PR #1578, opened 2021-10-13
feat: add healthz probe port and update the install.yaml

### LINKED ISSUE #1522: Add a health probe endpoint to the controller
# Summary

What change needs making?

Add a health checkpoint like `:8081/healthz` to the controller. Currently we rely on the metrics server for health probe.

https://github.com/argoproj/argo-rollouts/blob/01879e474d7973ced4b963fc19276a594e93bdfc/manifests/base/argo-rollouts-deployment.yaml#L26-L38

# Use Cases

When would you use this?

When HA is enabled, the non-lead instance should not start the metrics server due to incomplete data; only the lead node can report metrics. Therefore, we need to distinguish between metrics listen port and the health probe port.

---

huikang:
- distinguish between exposed healthz port and metrics port
   - liveness probe uses healthz port
      readiness probe uses metrics port
      In HA mode, only the primary instance is ready to accept request
      and the metrics queries
    
close #1522 

Checklist:

### DIFF
--- a/analysis/controller_test.go
+++ b/analysis/controller_test.go
@@ -94,7 +94,7 @@ func (f *fixture) newController(resync resyncFunc) (*Controller, informers.Share
 	metricsServer := metrics.NewMetricsServer(metrics.ServerConfig{
 		Addr:               "localhost:8080",
 		K8SRequestProvider: &metrics.K8sRequestsCountProvider{},
-	})
+	}, true)
 
 	c := NewController(ControllerConfig{
 		KubeClientSet:        f.kubeclient,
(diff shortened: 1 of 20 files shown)


huikang:
@harikrongali @jessesuen , per our discussion during the contributor meeting, the new commit made the secondary controller expose empty metrics.

In addition, I still keep the healthz endpoint as the liveness check in the deployment manifest to reduce the load on liveness check. Please take a look when you have a chance. Thanks.

alexmt (approved):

What you have to do: For this exercise, write all the records out again exactly.

Completed exercise:
PR #1578, opened 2021-10-13
feat: add healthz probe port and update the install.yaml

### LINKED ISSUE #1522: Add a health probe endpoint to the controller
# Summary

What change needs making?

Add a health checkpoint like `:8081/healthz` to the controller. Currently we rely on the metrics server for health probe.

https://github.com/argoproj/argo-rollouts/blob/01879e474d7973ced4b963fc19276a594e93bdfc/manifests/base/argo-rollouts-deployment.yaml#L26-L38

# Use Cases

When would you use this?

When HA is enabled, the non-lead instance should not start the metrics server due to incomplete data; only the lead node can report metrics. Therefore, we need to distinguish between metrics listen port and the health probe port.

---

huikang:
- distinguish between exposed healthz port and metrics port
   - liveness probe uses healthz port
      readiness probe uses metrics port
      In HA mode, only the primary instance is ready to accept request
      and the metrics queries
    
close #1522 

Checklist:

### DIFF
--- a/analysis/controller_test.go
+++ b/analysis/controller_test.go
@@ -94,7 +94,7 @@ func (f *fixture) newController(resync resyncFunc) (*Controller, informers.Share
 	metricsServer := metrics.NewMetricsServer(metrics.ServerConfig{
 		Addr:               "localhost:8080",
 		K8SRequestProvider: &metrics.K8sRequestsCountProvider{},
-	})
+	}, true)
 
 	c := NewController(ControllerConfig{
 		KubeClientSet:        f.kubeclient,
(diff shortened: 1 of 20 files shown)


huikang:
@harikrongali @jessesuen , per our discussion during the contributor meeting, the new commit made the secondary controller expose empty metrics.

In addition, I still keep the healthz endpoint as the liveness check in the deployment manifest to reduce the load on liveness check. Please take a look when you have a chance. Thanks.

alexmt (approved):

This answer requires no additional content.